[Records contained in a dataset]

=== Begin Enclosure ===

PR #470, opened 2025-06-17
Create codeql.yml

eljobe:
This is needed because there isn't actually java-kotlin code in the repo that we want CodeQL to be running for. The default configuration includes all of the languages, so this fails the CodeQL run.


eljobe:
@joshuacolvin0, looking for `ddesign-approved`

PR #473, opened 2025-06-20
Return 0 in CalcBlobFee for arbitrum chains since arbitrum does not have blobs

amsanghi:
Related to NIT-3467
Pulled in https://github.com/OffchainLabs/nitro/pull/3343


joshuacolvin0 (approved):
LGTM

PR #478, opened 2025-06-26
Add hash scheme as default for arbitrum eth config

amsanghi:
If node starts with empty db (eg syncing sepolia from genesis) will start by default with Pathdb chosen, so to avoid that adding hash scheme as default here.


eljobe (changes requested):
Why?
Can you either add the answer in the PR description, or inline in a comment?

eljobe (approved):

PR #479, opened 2025-06-26
Record Block information as Part of Gas Dimension Live Tracer

relyt29:
Adds some additional info (block base fee) for the live tracer to trace, and saves the block information to protobuf format rather than raw txt file

Note: the target of this PR is PR #476, rather than master


eljobe (dismissed):

eljobe:
Hey @relyt29, sorry. I went ahead and merged #476 before realizing that you wanted to get this one in on top of it.
So, we'll need a separate PR to pull this into the `nitro` repo.

PR #482, opened 2025-07-02
Add a type for modeling a Resource Constraint

gligneul:
This PR introduces the package multigas that contains the code related to multi-dimensional gas. It adds the ResourceKind enum that represents a gas resource, and the ResourceConstraints struct that represents a set of constraints.

Close NIT-3487

### DIFF
--- a/arbitrum/multigas/constraint_test.go
+++ b/arbitrum/multigas/constraint_test.go
@@ -1,0 +1,66 @@
+package multigas
+
+import (
+	"testing"
+	"time"
+)
+
+func TestResourceConstraints(t *testing.T) {
+	rc := NewResourceConstraints()
+
+	const (
+		minuteSecs = 60
+		daySecs    = 24 * 60 * 60
+		weekSecs   = 7 * daySecs
+		monthSecs  = 30 * daySecs
+	)
+
+	// Adds a few constraints
+	rc.SetConstraint(ResourceKindComputation, minuteSecs, 5_000_000*minuteSecs)
+	rc.SetConstraint(ResourceKindComputation, weekSecs, 3_000_000*weekSecs)
+	rc.SetConstraint(ResourceKindHistoryGrowth, monthSecs, 1_000_000*monthSecs)
+	if len(rc[ResourceKindComputation]) != 2 {
+		t.Fatalf("expected 2 computation constraints")
+	}
+	if rc[ResourceKindComputation][minuteSecs].period != time.Duration(minuteSecs)*time.Second {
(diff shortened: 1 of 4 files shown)


arbitrum/multigas/resources.go
```diff
@@ -0,0 +1,15 @@
+package multigas
+
+// ResourceKind represents a dimension for the multi-dimensional gas.
+type ResourceKind uint8
+
+const (
+	ResourceKindComputation ResourceKind = iota
```
eljobe, line 7: Can we make it a habit for our enums to use the first value, zeroth value as "Unknwon"
Or, in this example ResourceKindUnknown

Also, maybe if we put this type in a "kind" subpackage, we could just call it Resource and have names like kind.Unknown, kind.StorageAccess? Just an idea. Take it or leave it.

eljobe (changes requested):

arbitrum/multigas/resources.go
gligneul: I agree with the first bit. I don't like creating a package named kind because it is too generic.

arbitrum/multigas/constraint_test.go
```diff
@@ -0,0 +1,53 @@
+package multigas
+
+import (
+	"testing"
+	"time"
+)
+
+func assertEqual[T comparable](t *testing.T, description string, got T, want T) {
+	t.Helper()
```
eljobe, line 9: Optional:

This is definitely a matter of preference, but I don't like helper functions like this one. I think it makes it harder to follow the flow of the places where the tests could have failed.

Also, I don't love that it always uses `t.Fatalf` when I believe there are places in the test where `t.Errorf` would make more sense. For example. Sure, fail the test if the wrong number of constraints were created because later tests aren't going to be able to run. But, when checking of a particular constraint has the right value, we should probably get errors for each different constraint that has the wrong value, and `t.Errorf` would give us that.

arbitrum/multigas/doc.go
```diff
@@ -0,0 +1,7 @@
+// Package multigas defines multi-dimensional gas for the EVM.
```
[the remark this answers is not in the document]
gligneul: I like it because it's easier to find where the documentation is. I can remove it if you want.

eljobe (approved):

arbitrum/multigas/doc.go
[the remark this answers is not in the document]
gligneul: Created nitro PR https://github.com/OffchainLabs/nitro/pull/3374

Issue #976, opened 2024-02-10
Allow Keycloak self-service account changes


theosanderson:
atm we are hitting this error
https://keycloak.discourse.group/t/the-account-console-presents-failed-to-initialize-keycloak-init-request-returns-403/8918

at https://authentication-main.loculus.org/realms/loculusRealm/account

theosanderson:
I believe we resolved this long ago

Issue #607, opened 2023-11-29
Implement access for service users


fengelniederhammer:
The preprocessing pipeline and the job that imports the data into SILO need access to the backend. Think of a way to grant those services access and protect the respective endpoints in the backend accordingly.

PR #2993, opened 2024-10-14
chore(kubernetes): update to LAPIS 0.3.5, SILO 0.2.23

fengelniederhammer:
preview URL: https://lapis035silo0223.loculus.org/

# Summary

Both changes are very unlikely to break something for Loculus: 
* In LAPIS we implemented additional checks on the database config. If something changes for Loculus, then LAPIS will crash on startup.
* In SILO we fixed a bug in a code path of the preprocessing that is not used by Loculus.

### Features

* **lapis:** validate that `lapisAllowsRegexSearch`-fields are of type string ([97b3ce9](https://github.com/GenSpectrum/LAPIS/commit/97b3ce912c7b28304aec823fd6c794c9d9a99525))
* **lapis:** validate that metadata fields do not contain the reserved character `.` ([97b3ce9](https://github.com/GenSpectrum/LAPIS/commit/97b3ce912c7b28304aec823fd6c794c9d9a99525)), [#976](https://github.com/GenSpectrum/LAPIS/issues/976)

### Bug Fixes

* **preprocessing:** enforce exact match on file base stem when pairing sequence and metadata when processing from file ([7c9b23d](https://github.com/GenSpectrum/LAPIS-SILO/commit/7c9b23d618a75c4455ed9c7ac4cd76cf1218251a)), [#607](https://github.com/GenSpectrum/LAPIS-SILO/issues/607)

### PR Checklist

### DIFF
--- a/kubernetes/loculus/values.yaml
+++ b/kubernetes/loculus/values.yaml
@@ -1451,8 +1451,8 @@ insecureCookies: false
 bannerMessage: "This is a demonstration environment. It may contain non-accurate test data and should not be used for real-world applications. Data will be deleted regularly."
 additionalHeadHTML: '<script defer data-domain="loculus.org" src="https://plausible.io/js/script.js"></script>'
 images:
-  lapisSilo: "ghcr.io/genspectrum/lapis-silo:0.2.22"
-  lapis: "ghcr.io/genspectrum/lapis:0.3.4"
+  lapisSilo: "ghcr.io/genspectrum/lapis-silo:0.2.23"
+  lapis: "ghcr.io/genspectrum/lapis:0.3.5"
 secrets:
   smtp-password:
     type: raw


corneliusroemer:
This is in theory a breaking change due to disallowing `.` from metadata field names (though it probably has been a reserved character for a while, just not validated early?)

fengelniederhammer:
> This is in theory a breaking change

Yes, it is a breaking change.

This is a difficult discussion, since we're not maintaining a library. My point also was that everything breaking should be a new major version. But I think we agreed (for now) that only breaking changes for users will trigger a new major version (user as opposed to instance maintainer). So:
* Renaming a field in the API will cause a new major version, since it affects every user of the API.
* Renaming config values will not cause a new major version, since it only affects maintainers.

I'm not 100% sure whether this was a good decision. If it turns out too bad, we can still revisit it.

theosanderson (approved):
Thanks (my personal take is that we only need to consider breaking changes for known instance maintainers at this stage of our development cycle) – happy to discuss of course

corneliusroemer:
@fengelniederhammer I wasn't saying this should be a major version bump, just that it might be good to beware of the nature of the change - as this seemed the most noteworthy of the changes.

@theosanderson yes we don't need to highlight this, might just be good to note in docs, and if we had a config schema, this would be a good place to validate on loculus end.

PR #2994, opened 2024-10-14
fix(website): show more helpful error when LAPIS returns error when fetching sequences

fengelniederhammer:
preview URL: https://prettierlapissequenceerro.loculus.org/

### Summary

The message before was not helpful and not pretty either. This is at least helpful (to us), but not very pretty for users either.

### Screenshot

After: 
grafik

Before:
grafik

### PR Checklist

### DIFF
--- a/website/src/services/serviceHooks.ts
+++ b/website/src/services/serviceHooks.ts
@@ -1,9 +1,11 @@
 import { Zodios } from '@zodios/core';
 import { ZodiosHooks, type ZodiosHooksInstance } from '@zodios/react';
+import { isAxiosError } from 'axios';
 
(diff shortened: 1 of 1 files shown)


theosanderson (approved):
Thanks!

corneliusroemer:
Nice, thanks!

fengelniederhammer:
As a side note, because I didn't mention it in the PR header: If it fails to parse the LAPIS error then it will fall back to the old, ugly error. If we also want to prevent that, we can add a generic "Oops, we don't know what went wrong" message there.

theosanderson:
👍 my preference is for potentially informative error messages over totally generic ones (where there aren't security implications)

PR #2995, opened 2024-10-14
tests: Add keycloak check to e2e test setup

fhennig:
### Summary

Just a little enhancement to the playwright tests. 
I've added a function that checks if the keycloak server is actually reachable. If it isn't, the setup exits with an error code. Before, it was just silently failing and no error was raised.

### PR Checklist

### DIFF
--- a/website/tests/e2e.fixture.ts
+++ b/website/tests/e2e.fixture.ts
@@ -1,6 +1,8 @@
 import { readFileSync } from 'fs';
+import { exit } from 'process';
 
 import { type Page, test as base } from '@playwright/test';
+import axios from 'axios';
 import { ResultAsync } from 'neverthrow';
 import { Issuer } from 'openid-client';
 import winston from 'winston';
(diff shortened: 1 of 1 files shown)


website/tests/e2e.fixture.ts
```diff
@@ -91,8 +93,36 @@ export const testSequenceCount: number =
...
+        if (response.status === 200) {
+            e2eLogger.debug(`Server reachable at ${issuerUrl}.`);
+        } else {
+            e2eLogger.warn(`Server responded with status ${response.status} at ${issuerUrl}.`);
+        }
+    } catch (error) {
+        /* eslint-disable no-console */
+        e2eLogger.error(`Failed to reach server at ${issuerUrl}: ${error}`);
+        if (axios.isAxiosError(error)) {
+            console.error('Axios error message:', error.message);
```
theosanderson, line 108: Should we just use the e2elogger?

corneliusroemer: this is likely resolved now? @fhennig

website/tests/e2e.fixture.ts
```diff
@@ -91,8 +93,36 @@ export const testSequenceCount: number =
 
 const testUserTokens: Record<string, TokenCookie> = {};
 
+async function ensureKeycloakIsReachable(issuerUrl: string) {
+    try {
+        const response = await axios.get(issuerUrl);
+        if (response.status === 200) {
+            e2eLogger.debug(`Server reachable at ${issuerUrl}.`);
```
corneliusroemer, line 100: Should we have more specific error messages for all the errors here, i.e. mention keycloak? It's not obvious from the message afaict?

corneliusroemer, line 100: Maybe this will be too verbose, can you show some logs before/after? I don't know how often this function here is called, maybe I only a few times then it's fine to log this.

website/tests/e2e.fixture.ts
theosanderson: My suggestion was not to use `console.log`

theosanderson: (one reason is it can be nice to be able to search all files for `console.log` after dev work to find the ones you added)

website/tests/e2e.fixture.ts
fhennig: It is actually called quite often, whenever a user logs in I think. But it's at the 'debug' level so I'd guess it's fine? By default we always run at 'info' anyways. I would leave it, but also happy to drop it if you want to.

website/tests/e2e.fixture.ts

=== End Enclosure ===

● **Required action**: Collect from the data above every line that includes "serviceHooks".

● **Answer below**:
--- a/website/src/services/serviceHooks.ts
+++ b/website/src/services/serviceHooks.ts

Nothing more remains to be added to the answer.